Work to be completed.
Going through the data below, please show each line containing the string "true".

Stored data
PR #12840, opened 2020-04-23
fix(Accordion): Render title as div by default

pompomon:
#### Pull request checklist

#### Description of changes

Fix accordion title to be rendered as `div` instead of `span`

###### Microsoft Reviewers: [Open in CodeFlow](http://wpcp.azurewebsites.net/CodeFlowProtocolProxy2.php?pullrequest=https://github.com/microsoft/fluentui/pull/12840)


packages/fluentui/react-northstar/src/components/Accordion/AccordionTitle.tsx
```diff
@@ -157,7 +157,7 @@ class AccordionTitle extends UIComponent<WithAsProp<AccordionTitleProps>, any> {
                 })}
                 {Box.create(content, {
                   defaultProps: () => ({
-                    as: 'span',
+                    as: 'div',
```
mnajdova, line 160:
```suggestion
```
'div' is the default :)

* * *

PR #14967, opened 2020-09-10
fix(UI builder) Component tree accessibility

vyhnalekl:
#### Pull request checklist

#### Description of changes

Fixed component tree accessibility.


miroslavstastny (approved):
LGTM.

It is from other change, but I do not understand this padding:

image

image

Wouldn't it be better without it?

* * *

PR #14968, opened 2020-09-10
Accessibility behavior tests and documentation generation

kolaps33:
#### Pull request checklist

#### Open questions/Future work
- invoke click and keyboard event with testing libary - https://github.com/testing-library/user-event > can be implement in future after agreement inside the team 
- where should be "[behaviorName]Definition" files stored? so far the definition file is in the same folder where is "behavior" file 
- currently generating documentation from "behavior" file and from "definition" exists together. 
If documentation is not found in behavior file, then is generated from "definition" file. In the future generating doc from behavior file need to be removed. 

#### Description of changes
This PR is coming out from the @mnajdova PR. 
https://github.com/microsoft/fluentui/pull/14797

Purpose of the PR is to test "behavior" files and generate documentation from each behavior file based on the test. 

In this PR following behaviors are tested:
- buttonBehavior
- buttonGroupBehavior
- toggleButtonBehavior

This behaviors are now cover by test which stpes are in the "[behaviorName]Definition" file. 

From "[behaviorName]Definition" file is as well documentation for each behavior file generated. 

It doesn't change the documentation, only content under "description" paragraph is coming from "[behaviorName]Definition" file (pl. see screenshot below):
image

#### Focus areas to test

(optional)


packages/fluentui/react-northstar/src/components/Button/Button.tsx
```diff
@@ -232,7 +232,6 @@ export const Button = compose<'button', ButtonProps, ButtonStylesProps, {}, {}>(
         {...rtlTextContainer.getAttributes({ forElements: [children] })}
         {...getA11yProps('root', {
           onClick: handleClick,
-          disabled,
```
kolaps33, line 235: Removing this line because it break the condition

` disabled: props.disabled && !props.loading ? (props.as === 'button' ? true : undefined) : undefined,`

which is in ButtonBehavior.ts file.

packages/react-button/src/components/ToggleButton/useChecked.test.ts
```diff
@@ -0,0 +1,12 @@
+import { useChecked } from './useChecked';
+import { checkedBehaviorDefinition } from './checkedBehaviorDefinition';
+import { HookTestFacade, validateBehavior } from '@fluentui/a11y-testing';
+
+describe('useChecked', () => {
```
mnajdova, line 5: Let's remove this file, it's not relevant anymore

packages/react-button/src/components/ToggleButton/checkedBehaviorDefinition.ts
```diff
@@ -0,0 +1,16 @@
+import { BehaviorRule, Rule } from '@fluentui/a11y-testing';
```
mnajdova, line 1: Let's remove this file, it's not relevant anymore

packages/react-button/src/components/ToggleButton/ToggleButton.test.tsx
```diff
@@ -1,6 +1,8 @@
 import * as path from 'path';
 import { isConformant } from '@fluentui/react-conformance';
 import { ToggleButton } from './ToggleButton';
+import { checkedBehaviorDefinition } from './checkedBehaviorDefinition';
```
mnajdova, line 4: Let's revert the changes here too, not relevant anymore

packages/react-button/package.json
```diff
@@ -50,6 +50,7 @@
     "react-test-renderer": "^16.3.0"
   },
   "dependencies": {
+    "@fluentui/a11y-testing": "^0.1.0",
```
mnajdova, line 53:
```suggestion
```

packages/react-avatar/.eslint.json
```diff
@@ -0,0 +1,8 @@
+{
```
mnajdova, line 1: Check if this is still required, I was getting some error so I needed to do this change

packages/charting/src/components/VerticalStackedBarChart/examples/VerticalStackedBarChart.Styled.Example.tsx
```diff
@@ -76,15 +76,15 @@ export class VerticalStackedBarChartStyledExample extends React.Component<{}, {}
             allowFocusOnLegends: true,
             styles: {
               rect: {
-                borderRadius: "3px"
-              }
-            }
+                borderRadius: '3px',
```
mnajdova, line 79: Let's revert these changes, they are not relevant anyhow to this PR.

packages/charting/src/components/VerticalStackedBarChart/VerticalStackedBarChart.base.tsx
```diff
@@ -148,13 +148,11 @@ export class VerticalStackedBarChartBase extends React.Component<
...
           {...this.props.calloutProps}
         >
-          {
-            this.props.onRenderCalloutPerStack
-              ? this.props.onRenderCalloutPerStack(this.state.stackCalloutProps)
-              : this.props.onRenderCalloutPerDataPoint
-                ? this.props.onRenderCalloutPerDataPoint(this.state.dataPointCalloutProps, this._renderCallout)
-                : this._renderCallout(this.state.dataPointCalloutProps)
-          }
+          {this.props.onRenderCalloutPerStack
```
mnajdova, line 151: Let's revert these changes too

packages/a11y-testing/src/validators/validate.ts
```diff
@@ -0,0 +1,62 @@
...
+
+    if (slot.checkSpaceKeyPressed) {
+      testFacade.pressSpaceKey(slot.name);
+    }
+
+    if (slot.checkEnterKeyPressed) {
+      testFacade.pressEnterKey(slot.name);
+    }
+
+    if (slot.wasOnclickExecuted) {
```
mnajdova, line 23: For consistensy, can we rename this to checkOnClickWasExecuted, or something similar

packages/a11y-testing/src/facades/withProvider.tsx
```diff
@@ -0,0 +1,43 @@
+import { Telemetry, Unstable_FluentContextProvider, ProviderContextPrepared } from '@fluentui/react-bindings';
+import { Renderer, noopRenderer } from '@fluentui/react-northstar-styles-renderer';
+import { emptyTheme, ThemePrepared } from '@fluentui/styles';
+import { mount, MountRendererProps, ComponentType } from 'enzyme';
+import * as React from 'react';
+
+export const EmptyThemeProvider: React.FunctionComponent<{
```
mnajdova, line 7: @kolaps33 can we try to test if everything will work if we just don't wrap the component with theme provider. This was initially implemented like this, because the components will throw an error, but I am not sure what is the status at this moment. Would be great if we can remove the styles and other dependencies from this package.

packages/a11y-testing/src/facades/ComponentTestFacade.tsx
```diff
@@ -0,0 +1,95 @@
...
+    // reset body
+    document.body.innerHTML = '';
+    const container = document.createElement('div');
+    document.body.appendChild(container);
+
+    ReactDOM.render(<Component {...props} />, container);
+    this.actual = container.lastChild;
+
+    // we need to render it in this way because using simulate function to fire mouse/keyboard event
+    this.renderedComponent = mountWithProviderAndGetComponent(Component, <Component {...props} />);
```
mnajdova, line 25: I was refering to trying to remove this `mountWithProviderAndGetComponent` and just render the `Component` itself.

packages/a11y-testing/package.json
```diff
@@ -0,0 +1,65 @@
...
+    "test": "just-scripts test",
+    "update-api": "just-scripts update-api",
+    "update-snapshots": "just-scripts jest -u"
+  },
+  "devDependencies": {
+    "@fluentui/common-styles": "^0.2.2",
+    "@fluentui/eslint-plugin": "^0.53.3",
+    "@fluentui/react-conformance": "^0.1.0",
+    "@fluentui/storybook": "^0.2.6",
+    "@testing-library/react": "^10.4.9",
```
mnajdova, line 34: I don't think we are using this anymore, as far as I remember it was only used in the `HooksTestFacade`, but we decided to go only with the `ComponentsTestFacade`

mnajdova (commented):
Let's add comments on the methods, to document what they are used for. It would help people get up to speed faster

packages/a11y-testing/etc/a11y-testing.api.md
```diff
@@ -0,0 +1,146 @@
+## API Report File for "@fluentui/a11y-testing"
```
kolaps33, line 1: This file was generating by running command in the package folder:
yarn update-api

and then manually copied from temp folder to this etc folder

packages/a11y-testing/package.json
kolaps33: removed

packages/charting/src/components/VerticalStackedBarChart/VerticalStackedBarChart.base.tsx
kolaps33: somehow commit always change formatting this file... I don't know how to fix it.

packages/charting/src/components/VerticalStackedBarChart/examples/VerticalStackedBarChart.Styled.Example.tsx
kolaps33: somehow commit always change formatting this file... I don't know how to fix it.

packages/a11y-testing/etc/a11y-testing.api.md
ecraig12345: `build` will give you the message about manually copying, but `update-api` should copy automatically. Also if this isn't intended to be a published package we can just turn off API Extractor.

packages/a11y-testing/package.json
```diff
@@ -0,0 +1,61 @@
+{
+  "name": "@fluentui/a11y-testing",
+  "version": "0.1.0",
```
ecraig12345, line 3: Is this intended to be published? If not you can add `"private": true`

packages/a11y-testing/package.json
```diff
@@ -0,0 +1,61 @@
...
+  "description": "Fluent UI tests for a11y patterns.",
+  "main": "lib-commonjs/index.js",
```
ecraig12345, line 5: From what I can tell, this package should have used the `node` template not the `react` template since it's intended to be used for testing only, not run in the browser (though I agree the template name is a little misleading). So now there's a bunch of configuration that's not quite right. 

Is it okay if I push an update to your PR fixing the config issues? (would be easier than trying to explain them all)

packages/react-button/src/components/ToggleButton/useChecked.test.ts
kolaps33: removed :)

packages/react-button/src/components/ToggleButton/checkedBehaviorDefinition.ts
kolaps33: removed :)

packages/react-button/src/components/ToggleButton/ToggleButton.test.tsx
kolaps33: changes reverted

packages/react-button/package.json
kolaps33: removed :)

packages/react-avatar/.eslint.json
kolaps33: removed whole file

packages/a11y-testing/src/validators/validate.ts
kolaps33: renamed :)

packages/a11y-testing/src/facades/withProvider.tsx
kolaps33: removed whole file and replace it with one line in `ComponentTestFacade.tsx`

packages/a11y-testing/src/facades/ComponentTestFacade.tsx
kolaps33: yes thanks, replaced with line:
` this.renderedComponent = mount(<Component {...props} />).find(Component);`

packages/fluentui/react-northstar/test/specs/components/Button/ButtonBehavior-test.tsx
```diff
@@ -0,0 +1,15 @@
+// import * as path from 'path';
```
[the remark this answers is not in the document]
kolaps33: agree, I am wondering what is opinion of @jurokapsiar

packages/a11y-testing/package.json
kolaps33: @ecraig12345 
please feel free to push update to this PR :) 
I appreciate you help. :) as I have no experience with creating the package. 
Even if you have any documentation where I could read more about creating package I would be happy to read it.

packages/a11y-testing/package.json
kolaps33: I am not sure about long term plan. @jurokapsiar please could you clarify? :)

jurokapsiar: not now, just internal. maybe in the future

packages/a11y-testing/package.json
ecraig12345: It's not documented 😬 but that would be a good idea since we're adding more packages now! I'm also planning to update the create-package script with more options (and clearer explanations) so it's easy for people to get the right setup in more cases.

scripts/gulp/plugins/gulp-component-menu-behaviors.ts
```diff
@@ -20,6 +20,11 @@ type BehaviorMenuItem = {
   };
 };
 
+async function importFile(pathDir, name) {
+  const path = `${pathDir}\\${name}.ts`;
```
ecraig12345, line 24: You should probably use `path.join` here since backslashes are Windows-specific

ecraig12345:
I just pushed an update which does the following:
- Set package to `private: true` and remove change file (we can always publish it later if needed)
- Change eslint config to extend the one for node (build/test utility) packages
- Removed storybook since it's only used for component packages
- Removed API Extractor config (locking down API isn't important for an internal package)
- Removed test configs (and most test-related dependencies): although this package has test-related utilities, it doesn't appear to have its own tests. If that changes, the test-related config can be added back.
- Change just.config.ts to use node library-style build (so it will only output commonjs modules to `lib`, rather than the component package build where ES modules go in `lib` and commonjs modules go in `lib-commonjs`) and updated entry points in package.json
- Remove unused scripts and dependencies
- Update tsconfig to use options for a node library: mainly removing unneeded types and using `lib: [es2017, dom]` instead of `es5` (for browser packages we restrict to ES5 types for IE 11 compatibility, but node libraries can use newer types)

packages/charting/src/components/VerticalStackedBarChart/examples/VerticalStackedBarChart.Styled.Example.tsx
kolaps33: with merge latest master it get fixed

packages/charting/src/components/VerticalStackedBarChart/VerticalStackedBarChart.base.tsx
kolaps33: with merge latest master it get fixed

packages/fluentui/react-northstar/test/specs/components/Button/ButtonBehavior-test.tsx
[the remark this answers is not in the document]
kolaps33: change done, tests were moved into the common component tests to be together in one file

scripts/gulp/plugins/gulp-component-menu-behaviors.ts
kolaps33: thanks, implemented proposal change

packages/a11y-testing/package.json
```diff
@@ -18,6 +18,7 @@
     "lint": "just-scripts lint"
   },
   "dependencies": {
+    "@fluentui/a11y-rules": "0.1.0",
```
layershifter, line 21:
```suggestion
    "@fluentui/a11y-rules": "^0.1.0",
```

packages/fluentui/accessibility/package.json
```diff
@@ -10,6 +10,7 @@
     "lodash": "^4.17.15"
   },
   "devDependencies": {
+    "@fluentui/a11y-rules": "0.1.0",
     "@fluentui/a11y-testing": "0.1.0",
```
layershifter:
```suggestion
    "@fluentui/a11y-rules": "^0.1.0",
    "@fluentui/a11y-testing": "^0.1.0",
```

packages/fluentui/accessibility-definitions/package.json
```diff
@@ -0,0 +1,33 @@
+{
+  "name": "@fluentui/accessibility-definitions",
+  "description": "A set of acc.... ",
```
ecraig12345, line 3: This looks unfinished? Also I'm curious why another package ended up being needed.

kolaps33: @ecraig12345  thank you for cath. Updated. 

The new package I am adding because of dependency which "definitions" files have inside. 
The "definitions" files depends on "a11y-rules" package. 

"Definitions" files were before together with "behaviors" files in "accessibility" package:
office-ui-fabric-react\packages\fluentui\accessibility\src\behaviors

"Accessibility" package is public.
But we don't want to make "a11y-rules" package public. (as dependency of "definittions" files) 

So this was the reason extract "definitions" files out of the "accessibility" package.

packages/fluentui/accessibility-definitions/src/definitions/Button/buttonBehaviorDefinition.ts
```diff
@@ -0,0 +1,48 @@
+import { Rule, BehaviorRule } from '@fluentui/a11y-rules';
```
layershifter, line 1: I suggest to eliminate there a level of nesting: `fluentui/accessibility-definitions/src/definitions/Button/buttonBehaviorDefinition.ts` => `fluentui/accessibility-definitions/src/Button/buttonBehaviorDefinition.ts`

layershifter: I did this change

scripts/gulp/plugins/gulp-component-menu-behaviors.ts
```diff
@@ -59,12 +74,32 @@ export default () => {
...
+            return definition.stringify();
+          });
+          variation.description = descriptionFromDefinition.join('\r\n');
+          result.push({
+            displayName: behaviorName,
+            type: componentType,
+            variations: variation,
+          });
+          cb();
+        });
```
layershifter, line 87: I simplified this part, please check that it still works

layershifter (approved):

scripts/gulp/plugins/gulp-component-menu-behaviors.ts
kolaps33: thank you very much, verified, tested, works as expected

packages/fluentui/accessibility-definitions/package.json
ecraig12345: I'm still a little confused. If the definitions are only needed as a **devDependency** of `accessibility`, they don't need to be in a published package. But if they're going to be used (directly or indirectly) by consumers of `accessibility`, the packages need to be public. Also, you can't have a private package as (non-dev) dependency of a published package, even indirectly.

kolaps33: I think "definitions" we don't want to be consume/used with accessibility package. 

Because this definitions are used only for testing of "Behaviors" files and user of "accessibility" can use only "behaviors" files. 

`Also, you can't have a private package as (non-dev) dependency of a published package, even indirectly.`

Final answer.
` disabled: props.disabled && !props.loading ? (props.as === 'button' ? true : undefined) : undefined,`
             allowFocusOnLegends: true,
ecraig12345, line 3: Is this intended to be published? If not you can add `"private": true`
- Set package to `private: true` and remove change file (we can always publish it later if needed)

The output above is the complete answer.